__WORK REQUEST__.
A word-for-word transcript of the closing lines is required: from the one with "- Support v0/v1/v2" through the final line of the data.

Stored data entries:
┌──
Issue #642, opened 2016-04-14
Planned support for new Kafka 0.10 message format


makkes:
Do you already have plans on supporting the new message format of the upcoming 0.10 release? We're especially interested in using the new timestamps introduced with https://cwiki.apache.org/confluence/display/KAFKA/KIP-32+-+Add+timestamps+to+Kafka+message.

Thanks!

wvanbergen:
No plans as of yet, but we're always interested in contributions.

This may require #617 to be in place first, so we can continue to support older Kafka versions as well. @eapache what do you think?

eapache:
There are two pieces here:
- on-the-wire protocol message support, which we can add at any time and won't conflict with anything
- ability to actually use the new messages in the producer/consumer which depends on #617 to really do properly

Pull requests welcome. I'll probably get around to it eventually otherwise, but it's very low on our list of priorities right now.

eapache:
Support for targeting various kafka versions properly was done in #673 and #676. Support for producer timestamps was done in #678.

PR #678, opened 2016-06-10
Support and provide producer message timestamps

eapache:
- Support v0/v1/v2 of Produce requests in the protocol layer.
- Enforce the correct message version for Kafka version at the Broker.
- Use v2 messages in the producer if the Kafka version supports it, and pass the
  resulting timestamp back to the user in the ProducerMessage.

Addresses #642

@makkes @wvanbergen

### DIFF
--- a/async_producer.go
+++ b/async_producer.go
@@ -135,6 +135,11 @@ type ProducerMessage struct {
 	// Partition is the partition that the message was sent to. This is only
 	// guaranteed to be defined if the message was successfully delivered.
 	Partition int32
+	// Timestamp is the timestamp assigned to the message by the broker. This
+	// is only guaranteed to be defined if the message was successfully
+	// delivered, RequiredAcks is not NoResponse, and the Kafka broker is at
+	// least version 0.10.0.
+	Timestamp time.Time
 
 	retries int
 	flags   flagSet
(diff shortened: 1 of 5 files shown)


kchaliki:
Hello @eapache et al, I have pulled this down and tried to use it, I assume it's enough to set the new version onto my config like so

    config := sarama.NewConfig()
    config.Version = sarama.V0_10_0_0

    syncProducer, err := sarama.NewSyncProducer(connections, config)

However attempts to send a message fail with 

panic: runtime error: invalid memory address or nil pointer dereference
[signal 0xb code=0x1 addr=0x0 pc=0x5d773c]

goroutine 771 [running]:
panic(0x878b00, 0xc820018130)
	/opt/go/src/runtime/panic.go:481 +0x3e6
github.com/Shopify/sarama.(*Broker).Produce(0xc82013bc00, 0xc82062e620, 0xc820029770, 0x0, 0x0)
└──
__TASK RESULT__.
- Support v0/v1/v2 of Produce requests in the protocol layer.
- Enforce the correct message version for Kafka version at the Broker.
- Use v2 messages in the producer if the Kafka version supports it, and pass the
  resulting timestamp back to the user in the ProducerMessage.

Addresses #642

@makkes @wvanbergen

### DIFF
--- a/async_producer.go
+++ b/async_producer.go
@@ -135,6 +135,11 @@ type ProducerMessage struct {
 	// Partition is the partition that the message was sent to. This is only
 	// guaranteed to be defined if the message was successfully delivered.
 	Partition int32
+	// Timestamp is the timestamp assigned to the message by the broker. This
+	// is only guaranteed to be defined if the message was successfully
+	// delivered, RequiredAcks is not NoResponse, and the Kafka broker is at
+	// least version 0.10.0.
+	Timestamp time.Time
 
 	retries int
 	flags   flagSet
(diff shortened: 1 of 5 files shown)


kchaliki:
Hello @eapache et al, I have pulled this down and tried to use it, I assume it's enough to set the new version onto my config like so

    config := sarama.NewConfig()
    config.Version = sarama.V0_10_0_0

    syncProducer, err := sarama.NewSyncProducer(connections, config)

However attempts to send a message fail with 

panic: runtime error: invalid memory address or nil pointer dereference
[signal 0xb code=0x1 addr=0x0 pc=0x5d773c]

goroutine 771 [running]:
panic(0x878b00, 0xc820018130)
	/opt/go/src/runtime/panic.go:481 +0x3e6
github.com/Shopify/sarama.(*Broker).Produce(0xc82013bc00, 0xc82062e620, 0xc820029770, 0x0, 0x0)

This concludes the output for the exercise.